DIÁRIO do Astronauta: 29 de Julho

Saturno, 29 de Julho

A escuridão inevitável. O casarão é antigo. A madeira carunchosa. As paredes a descascar. O tecto a ceder. Os rostos concentrados no ecrã aceso. Embrulhados no negro da noite. Os corpos inclinados sobre as mesas. Cada um espera, lentamente, o momento da fuga. Encolhem-se nas cadeiras. Aninham as pernas por entre os braços. No dia seguinte, não conseguem sair até o corredor estar em silêncio. Espreitam primeiro. Depois dão um passo para fora. Há uma das portas que dá para um armazém. Empilham-se gaiolas. Umas em cima de outras. Cada uma com um homem lá dentro. Mal se percebe o que dizem. Mas deixam escapar a voz interior. E a cada som que pronunciam, desenham-se no ar as imagens de quem são.

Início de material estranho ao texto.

PR #1750, opened 2018-08-23
Login fixing

local-minimum:
Resolves #266 #1501 

ld_login

* Can now save login+password pairs in Firefox, Chrome and probably Safari.
* The autofill works in Firefox and Chrome when using mouse and/or keyboard to select stored login
* Can now submit form from both input-fields, not just the password field.

PR #1766, opened 2018-09-03
Just the login fix

local-minimum:
As #1750 but without the extra files...


local-minimum:
@mikekasprzak if we get back to working on the UI maybe we can take care of this and my other old PR?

Amigos, estou de volta ao jardim, onde me entretenho nos dias monótonos. Por aqui deixo descair o olhar em direcção ao sono profundo. E assim, nos olhos fechados, vejo-vos a todos nessa escuridão inevitável.

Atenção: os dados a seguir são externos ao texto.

Issue #1762, opened 2018-09-01
Add `alt`,  `title` and `aria` on all buttons.


local-minimum:
We have major accessibility issues on our site. As soon as a button collapses (like the navs and such do when changing the width of the browser) you kind of have to guess what they do.

PR #1769, opened 2018-09-04
Removing dead code, adding title to nav links.

local-minimum:
Cleaning up some unused code that was seriously confusing that it still existed.
Otherwise main objective is to give simple tooltips for the links because the way the site displays on a narrow view now the nav buttons are really not helpful just being icons without any text. If you agree with this PR then I can continue with the other buttons that behave similarly.


local-minimum:
This does some of the #1762

local-minimum:

PR #1780, opened 2018-11-29
Moscow Standard Time != Mountain Standard Time

nurumaik:
I think you should add global time below calculated local, because I'm sure it does still have a lot of bugs


zwrawr:
fyi on hover, a more generic time is shown. But that doesn't help too much if you don't know about it.

PR #1836, opened 2019-10-07
skew towards feedback

mikekasprzak:


local-minimum:
As in promote good feedback in who gets sorted  to the top on the smart filter?

local-minimum:
Ah now I, too tried after the ludum to realize it was a merge and not an issue lol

Os homens dentro das gaiolas. Hoje é dia de nostalgia, e percorro esses corredores negros, até aceder a essa divisão onde estão aprisionados. A Susana Paiva que pisca um sorriso fotográfico, por entre silhuetas de sombras que interrompem o azul do céu. Ao lado dela, a Lena Pardal dos Santos. Nome apropriado. É a pardal mais popular de entre os homens (seria mais adequado com H maiúsculo) neste quarto. Todos a conhecem, por isso mal sai à rua em Montemor, a pardal-mãe repete os cumprimentos – bom dia, bom dia, bom dia – e todos os outros que, a cada novo ano, por aqui passam, vão mandando cartas, de lá daquelas lonjuras para onde desaparecem. O Armando Valente canta baixinho, conta histórias num sussurro. Mal se percebe o que diz. Mas todos em seu redor baixam o volume e aproximam a orelha para se escutarem e o ambiente torna-se mais tranquilo. Até que irrompe em exaltação, e agitam-se os movimentos de todos em seu redor. Nem o Patinho, na serenidade apaziguadora, consegue repor o temperamento terno da conversa. O Vasco Neves bem queria escapar-se, regressar ao andamento habitual, de um lado para o outro, visto sempre de passagem, em direcção a uma das salas de espectáculo. Mas as gaiolas não permitem o movimento e tem de esperar. Ficar ali, fechado, como os outros. São relações de família, há anos que andam nisto. Nestas coisas do teatro. Alguns vivem no sangue a herança dos quem existiu antes deles, como o discreto Daniel Verdades, filho do mestre Verdades. Mesmo ali angaiolado, há que prestar homenagem. O Hugo bem que queria ter a pedalada do pai e partir de bicicleta para Barcelona. Não pode ser! Também está engaiolado.
Amigos, hoje sinto-me rejuvenescido. Às vezes acontece. Imagino coisas. Isto dos anos que passam e das pessoas que se conhecem e partilham projectos comuns há muito tempo, tem muito que se lhe diga. Como manter essa curiosidade? Como manter essa disponibilidade? Como continuar a fazer perguntas? Como não ceder a pressões? Como dar espaço para escutar o outro? Como renunciar ao que é mais fácil? Como não acomodar? Como arriscar ao ponto de talvez perder tudo para pôr a hipótese de redescobrir algo que esquecemos? Como imaginar um novo ano como se fosse o primeiro? Como voltar a ser livre?
Imaginei as gaiolas com os homens lá dentro e pensei que ainda voam, e sabem voar, mas que às vezes fechamo-nos em gaiolas apenas porque esquecemos que também temos asas. Somos feitos de matéria de cadáver, como dizia a Angélica Liddell, mas somos também feitos da matéria dos sonhos.